On another site, someone who is a self-admitted alcoholic said that he had been thinking about going to Al-Anon. He said, "I heard it was good for relationships."

I think that we are often products of our environment. We are what we are taught and what we see. Sometimes, we just don't know any other way and don't know that what we are doing is unacceptable behavior. After all, we saw our father, our uncle, our mother, our aunt, our pastor, etc. act this way for years. Who am I to say what they do is wrong? Who am I to know? It stood me in good stead for many years, why should I change now?

If all you have seen is abuse and dysfunction, how can you know that it is unacceptable behavior. When you add the thinking to the drinking and drugging, what is often a thought becomes an action.

Stayed in an abusive relationship for 7 years and couldn't figure out why I stayed. I was looking for the right time to leave and it never happened. When I finally kicked him out, it couldn't have been worse, I had no food, no money, no job, no prospects, no car (had two when I married him), and no hope. I didn't have Al-Anon back then.

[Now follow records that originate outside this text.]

PR #917, opened 2021-11-05
Add coverage reporting to tests

samdoran:
Enable and configure test coverage.
Add a `tox` environment for cleaning up coverage reports and docs builds.

### DIFF
--- a/.coveragerc
+++ b/.coveragerc
@@ -1,0 +1,16 @@
+[run]
+source = ansible_runner
+data_file = test/coverage/data/coverage
+
+[report]
+skip_covered = True
+skip_empty = True
+
+[html]
+directory = test/coverage/reports/html
+
+[xml]
+output = test/coverage/reports/coverage.xml
+
+[json]
+output = test/coverage/reports/coverage.json
--- a/pytest.ini
+++ b/pytest.ini
@@ -11,3 +11,7 @@ addopts =
     --durations 10
     --durations-min 1
     --strict-markers
+    --cov
+    --cov-report html
+    --cov-report term
+    --cov-report xml
--- a/tox.ini
+++ b/tox.ini
@@ -29,3 +29,12 @@ description = Build documentation
 deps = -r{toxinidir}/docs/requirements.txt
 commands =
     sphinx-build -T -E -W --keep-going {tty:--color} -j auto -d docs/build/doctrees -b html docs docs/build/html
+
+[testenv:clean]
+description = Erase docs and coverage artifacts
+deps =
+skip_install = True
+allow_external = /bin/sh
+commands =
+    /bin/sh -c "rm -rf {toxinidir}/test/coverage/*"
+    /bin/sh -c "rm -rf {toxinidir}/docs/{_,}build"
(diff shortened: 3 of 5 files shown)


Shrews (approved):

pytest.ini
```diff
@@ -11,3 +11,7 @@ addopts =
     --durations 10
     --durations-min 1
     --strict-markers
+    --cov
```
webknjaz, line 14: @samdoran I also recommend adding an explicit `-p pytest_cov` to make sure that this plugin is pre-loaded earlier (this is sometimes important) rather than later (on the plugin discovery stage).

pytest.ini
```diff
@@ -11,3 +11,7 @@ addopts =
...
+    --cov-report html
+    --cov-report term
```
webknjaz, line 16: @samdoran I believe you may want to have `term:skip-missing` instead.

tox.ini
```diff
@@ -29,3 +29,12 @@ description = Build documentation
...
 commands =
     sphinx-build -T -E -W --keep-going {tty:--color} -j auto -d docs/build/doctrees -b html docs docs/build/html
+
+[testenv:clean]
+description = Erase docs and coverage artifacts
+deps =
+skip_install = True
+allow_external = /bin/sh
+commands =
+    /bin/sh -c "rm -rf {toxinidir}/test/coverage/*"
```
webknjaz, line 39: @samdoran I have a few comments here:
1) You could've used a combination of `git clean` commands which is easier to maintain, here's an example: https://github.com/ansible/pylibssh/blob/924771a/tox.ini#L369-L380.
2) Instead of calling sh/rm, you could do `{envpython} -c 'import shutil; shutil.rmdir("{toxinidir}/test/coverage/")'` and avoid having to use `allow_externals`.

.coveragerc
```diff
@@ -0,0 +1,16 @@
+[run]
```
webknjaz, line 1: I think you may need `parallel = True` and `branch = True` as well.

pytest.ini
webknjaz: Another comment is that you should measure the coverage for both the project and the tests. For this, you'd need to use a few subsequent args: `--cov=ansible_runner --cov=test/`. It may be really helpful to find out if some of the tests never run in CI, for example.

Here's what the coveragepy author posted last year: https://nedbatchelder.com/blog/202008/you_should_include_your_tests_in_coverage.html.

webknjaz (commented):
Plus here's my example of the coveragepy config https://github.com/ansible/pylibssh/blob/devel/.coveragerc. Hope you'll find it useful (although, some parts are related to having C-extensions so you may not need those).

.coveragerc
samdoran: `branch = True`, yes I should add that. `parallel = True` is being [set by `pytest-cov`](https://pytest-cov.readthedocs.io/en/latest/config.html#configuration).

pytest.ini
samdoran: I think it would be `term:skip-covered` or `term-missing:skip-covered`. I have `skip_covered = True` in the `coveragerc` file and I don't think the output from missing lines is useful.

PR #918, opened 2021-11-06
Runner tests require a valid PATH

urbas:
It turns out that tests `test/integration/test_runner.py` and `test/unit/test_runner.py` try to execute tools like `bash`, but the `rc` fixture completely nulls out the `env`. This means that even the `PATH` is not available on which to find `bash`. This makes the tests fail if they run in a sandboxed environment like this build: https://hydra.nixos.org/build/157248684

### DIFF
--- a/test/integration/conftest.py
+++ b/test/integration/conftest.py
@@ -21,7 +21,7 @@ def rc(tmp_path):
         pexpect.EOF: None
     }
     rc.cwd = str(tmp_path)
-    rc.env = {}
+    rc.env = {"PATH": os.environ["PATH"]}
     rc.job_timeout = 10
     rc.idle_timeout = 0
     rc.pexpect_timeout = 2.


samdoran:
From looking at the test log, it doesn't look like this being being run with `tox`. Are these tests being run directly?

urbas:
> From looking at the test log, it doesn't look like this being being run with `tox`. Are these tests being run directly?

It runs directly. It seems unlikely that this would have have an effect on the `PATH` though :thinking: 

Perhaps the reason is that we run the tests in a sandbox that doesn't have `/etc/environment` (or similar) that would set the `PATH` of each process? I'm not sure about this.

Shrews:
> > From looking at the test log, it doesn't look like this being being run with `tox`. Are these tests being run directly?
> 
> It runs directly. It seems unlikely that this would have have an effect on the `PATH` though 🤔
> 

Our tests are designed to run within a tox-created environment.  For example:

   `tox -e py3`

Is there some reason you cannot run the tests as they were designed?  Supporting a different environment is a bit out of scope.

urbas:
> Is there some reason you cannot run the tests as they were designed? Supporting a different environment is a bit out of scope.

That's fair, I understand this not a problem in your CI. So feel free to ignore this PR.

I was hoping this change would fix the build in the Nix package manager (which doesn't use tox) and make tests more robust at the same time.

The thing is that tests in this project are using executables from the `PATH`. However, the `PATH` is unset in the fixture. My reasoning is that the fixture should preserve the `PATH` (since tests rely on executables from the `PATH`). Actually, I must admit that I find it rather surprising the tests are passing :thinking:

PR #936, opened 2021-12-07
Fix labeler workflow

samdoran:
Use separate actions and configurations to label PRs and issues.

Change the event trigger to `pull_request_target` to allow PRs from forks to edit the PR.


Shrews (approved):

samdoran:
recheck

Issue #926, opened 2021-11-16
Option to not write artifacts/id/stdout


AlanCoding:
Writing a `stdout` file into the artifacts directory can significantly increase the disc write volume for jobs with a lot of output. I would like to have a way to disable this.

The key line seems to be:

https://github.com/ansible/ansible-runner/blob/7fe85e791ab3194355c95d783c01d0333fca71bd/ansible_runner/runner.py#L310

I haven't looked into alternatives the pexpect provides yet.

We have a setting `suppress_ansible_output`, and AWX sets this to False. However, that only disables writing to the actual standard out. It still writes to the stdout file.

Anything in the stdout file is also present in the "stdout" key in the job event data, so this is never something which cannot be obtained through another means.

AlanCoding:
closing as done

PR #937, opened 2021-12-07
Add option to disable streaming to stdout file

AlanCoding:
This addresses https://github.com/ansible/ansible-runner/issues/926

My current intention is to make use of the setting (set it to True) in AWX, unconditionally. We don't want the additional disk writes this incurs. If the executor team is okay with the looks of this, I may ask @amolgautam25 to make that PR.

This use case is only concerned with the `pexpect` runner mode. I only messed with `subprocess` here for completeness. The subprocess mode also appears to somehow be connected with the introduction of this behavior. Maybe @ganeshrn has more history to share about this.

### DIFF
--- a/docs/intro.rst
+++ b/docs/intro.rst
@@ -139,7 +139,8 @@ The **settings** file is a little different than the other files provided in thi
 * ``pexpect_timeout``: ``10`` Number of seconds for the internal pexpect command to wait to block on input before continuing
 * ``pexpect_use_poll``: ``True`` Use ``poll()`` function for communication with child processes instead of ``select()``. ``select()`` is used when the value is set to ``False``. ``select()`` has a known limitation of using only up to 1024 file descriptors.
 
-* ``suppress_ansible_output``: ``False`` Allow output from ansible to not be printed to the screen
+* ``suppress_output_file``: ``False`` Allow output from ansible to not be streamed to the ``stdout`` or ``stderr`` files inside of the artifacts directory.
+* ``suppress_ansible_output``: ``False`` Allow output from ansible to not be printed to the screen.
 * ``fact_cache``: ``'fact_cache'`` The directory relative to ``artifacts`` where ``jsonfile`` fact caching will be stored.  Defaults to ``fact_cache``.  This is ignored if ``fact_cache_type`` is different than ``jsonfile``.
 * ``fact_cache_type``: ``'jsonfile'`` The type of fact cache to use.  Defaults to ``jsonfile``.
 
--- a/test/unit/test_runner.py
+++ b/test/unit/test_runner.py
@@ -10,6 +10,8 @@ import pytest
 import six
 import sys
 
+from test.utils.common import iterate_timeout
+
 from ansible_runner import Runner
 from ansible_runner.exceptions import CallbackError, AnsibleRunnerException
 from ansible_runner.config.runner import RunnerConfig
@@ -30,16 +32,6 @@ def rc(request, tmp_path):
     rc.pexpect_timeout = .1
     rc.pexpect_use_poll = True
     return rc
-
-
-@pytest.fixture(autouse=True)
-def mock_sleep(request, mocker):
-    # the handle_termination process teardown mechanism uses `time.sleep` to
-    # wait on processes to respond to SIGTERM; these are tests and don't care
-    # about being nice
-    m = mocker.patch('time.sleep')
-    m.start()
-    request.addfinalizer(m.stop)
 
 
 def test_simple_spawn(rc):
@@ -157,12 +149,17 @@ def test_status_callback_interface(rc, mocker):
 
 @pytest.mark.parametrize('runner_mode', ['pexpect', 'subprocess'])
 def test_stdout_file_write(rc, runner_mode):
+    if runner_mode == 'pexpect':
+        pytest.skip('Writing to stdout can be flaky, probably due to some pexpect bug')
     rc.command = ['echo', 'hello_world_marker']
     rc.runner_mode = runner_mode
     status, exitcode = Runner(config=rc).run()
     assert status == 'successful'
     stdout_path = Path(rc.artifact_dir) / 'stdout'
-    assert stdout_path.read_text().strip() == 'hello_world_marker'
+    # this can be subject to a race condition so we will be patient with the check
+    for _ in iterate_timeout(30.0, 'stdout file to be written', interval=0.2):
+        if 'hello_world_marker' in stdout_path.read_text():
+            break
 
 
 @pytest.mark.parametrize('runner_mode', ['pexpect', 'subprocess'])
--- a/test/unit/test_runner.py
+++ b/test/unit/test_runner.py
@@ -4,6 +4,7 @@ import codecs
 import os
 
 import json
+from pathlib import Path
 import pexpect
 import pytest
 import six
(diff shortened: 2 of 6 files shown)


docs/intro.rst
```diff
@@ -139,7 +139,8 @@ The **settings** file is a little different than the other files provided in thi
 * ``pexpect_timeout``: ``10`` Number of seconds for the internal pexpect command to wait to block on input before continuing
 * ``pexpect_use_poll``: ``True`` Use ``poll()`` function for communication with child processes instead of ``select()``. ``select()`` is used when the value is set to ``False``. ``select()`` has a known limitation of using only up to 1024 file descriptors.
 
-* ``suppress_ansible_output``: ``False`` Allow output from ansible to not be printed to the screen
+* ``suppress_output_file``: ``False`` Allow output from ansible to not be streamed to the ``stdout`` or ``stderr`` files inside of the artifacts directory.
+* ``suppress_ansible_output``: ``False`` Allow output from ansible to not be printed to the screen.
```
john-westcott-iv, line 143: Should there be a check to make these mutually exclusive? If they are both set ansible would "just run" with no output, maybe we don't care?

AlanCoding: AWX will set them both to `False` by design. The output is processed by the callback receiver. If someone really wanted the standard out file (which is normally deleted at the end of the run anyway) then we can introduce a setting for them to get it back.

There's a feature in AWX to download the standard out file from a job run. It is illustrative that this works by a completely unrelated method. In the request-response cycle, it is written to disk from the database data and then delivered to the client. Then deleted.

test/unit/test_runner.py
```diff
@@ -31,16 +33,6 @@ def rc(request, tmp_path):
...
 
 
-@pytest.fixture(autouse=True)
-def mock_sleep(request, mocker):
-    # the handle_termination process teardown mechanism uses `time.sleep` to
-    # wait on processes to respond to SIGTERM; these are tests and don't care
-    # about being nice
-    m = mocker.patch('time.sleep')
-    m.start()
-    request.addfinalizer(m.stop)
```
AlanCoding, line 41: I checked the timing, and the whole module takes about 3.6 seconds. Maybe this was reducing it to 3.5 or 3.4, but the difference also could have been indistinguishable. I'm using `time.sleep` to make the assertion reliable, so that's why I did this.

test/unit/test_runner.py
```diff
@@ -152,3 +144,32 @@ def test_status_callback_interface(rc, mocker):
...
+@pytest.mark.parametrize('runner_mode', ['pexpect', 'subprocess'])
+def test_stdout_file_write(rc, runner_mode):
+    rc.command = ['echo', 'hello_world_marker']
+    rc.runner_mode = runner_mode
+    status, exitcode = Runner(config=rc).run()
+    assert status == 'successful'
+    stdout_path = Path(rc.artifact_dir) / 'stdout'
+    # this can be subject to a race condition so we will be patient with the check
+    start_time = time.time()
+    while time.time() - start_time < 2.0:
```
Shrews: Use `iterate_timeout()` here from `test/utils/common.py`. You can find examples in the test code.

Shrews (changes requested):
Looks pretty good to me, other than the comment on the tests to re-use the `iterate_timeout()` function.

test/unit/test_runner.py
```diff
@@ -154,13 +155,9 @@ def test_stdout_file_write(rc, runner_mode):
     assert status == 'successful'
     stdout_path = Path(rc.artifact_dir) / 'stdout'
     # this can be subject to a race condition so we will be patient with the check
-    start_time = time.time()
-    while time.time() - start_time < 2.0:
+    for _ in iterate_timeout(2.0, 'stdout file to be written', interval=0.2):
```
Shrews: We can get some pretty slow test VMs, so 2 seconds can be cutting it pretty darn close, which is likely why you see the test failure. I see no reason not to just bump this to, say, 30 seconds.

AlanCoding: Thanks. The first time I checked results I saw 2 configurations failing and after adding the 2 second poll 1 was failing. So this would fit the picture that it's slow, dependent on the hardware.

Shrews (approved):

AlanCoding:
Interesting... I'm wondering if this was a pre-existing failure of the same type

```
=================================== FAILURES ===================================
[31m[1m_____________________________ test_password_prompt _____________________________[0m
[gw3] linux -- Python 3.8.12 /home/zuul/src/github.com/ansible/ansible-runner/.tox/py38/bin/python

rc = <ansible_runner.config.runner.RunnerConfig object at 0x7ff864f2e520>

    def test_password_prompt(rc):
        rc.command = [sys.executable, '-c' 'import time; print(input("Password: "))']
        rc.expect_passwords[re.compile(r'Password:\s*?$', re.M)] = '1234'
        status, exitcode = Runner(config=rc).run()
        assert status == 'successful'
        assert exitcode == 0
        with open(os.path.join(rc.artifact_dir, 'stdout')) as f:
>           assert '1234' in f.read()
[1m[31mE           AssertionError: assert '1234' in ''[0m
[1m[31mE            +  where '' = <built-in method read of _io.TextIOWrapper object at 0x7ff864d44ee0>()[0m
[1m[31mE            +    where <built-in method read of _io.TextIOWrapper object at 0x7ff864d44ee0> = <_io.TextIOWrapper name='/tmp/pytest-of-zuul/pytest-0/popen-gw3/test_password_prompt0/artifacts/21213e93-55b2-4899-8dc7-edeebb7c59ec/stdout' mode='r' encoding='UTF-8'>.read[0m

exitcode   = 0
f          = <_io.TextIOWrapper name='/tmp/pytest-of-zuul/pytest-0/popen-gw3/test_password_prompt0/artifacts/21213e93-55b2-4899-8dc7-edeebb7c59ec/stdout' mode='r' encoding='UTF-8'>
rc         = <ansible_runner.config.runner.RunnerConfig object at 0x7ff864f2e520>
status     = 'successful'

[1m[31mtest/integration/test_runner.py[0m:22: AssertionError
```

I can apply the same methods to that assertion. That looks like it may be the proper thing to do.

Shrews:
The disk space issue aside (no idea why we're seeing that on occasion), each time the new `test_stdout_file_write` has failed has been with the `pexpect` path (not the `subprocess` path). That may be worth looking into.

Shrews:
> The disk space issue aside (no idea why we're seeing that on occasion), each time the new `test_stdout_file_write` has failed has been with the `pexpect` path (not the `subprocess` path). That may be worth looking into.

FYI, the failure using `pexpect` is reproducible on Linux. It can take several runs, but definitely reproducible.

Shrews (changes requested):
Removing approval until the test failure under `pexpect` is figured out.

AlanCoding:
Would it be a problem for me to do a `pytest.skip`  for the pexpect case? It looks like it's just buggy from some problem with the library maybe.

AlanCoding:
@Shrews I added the skip, which looks like it's working to stabilize tests. I can make an issue to cover the stdout log file not working with pexpect

Shrews (approved):
It makes me a sad panda that we have to skip the test case we _explicitly_ want this feature for, but this change obviously didn't create the error, only exposed it. So I guess skipping it is ok for now.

I figured, if you can't beat them join them and I started drinking (couldn't stand to be near him unless I too had been drinking), he hit and I started hitting back, and the abused became the abuser.

I not only had the thinking behind the drinking, I had codependent issues and the old tapes from my childhood. My father was an alcoholic who died from his disease. My mother died at the age of 40 because of her food addiction.

Please do keep coming back. A burden shared is a burden lessened.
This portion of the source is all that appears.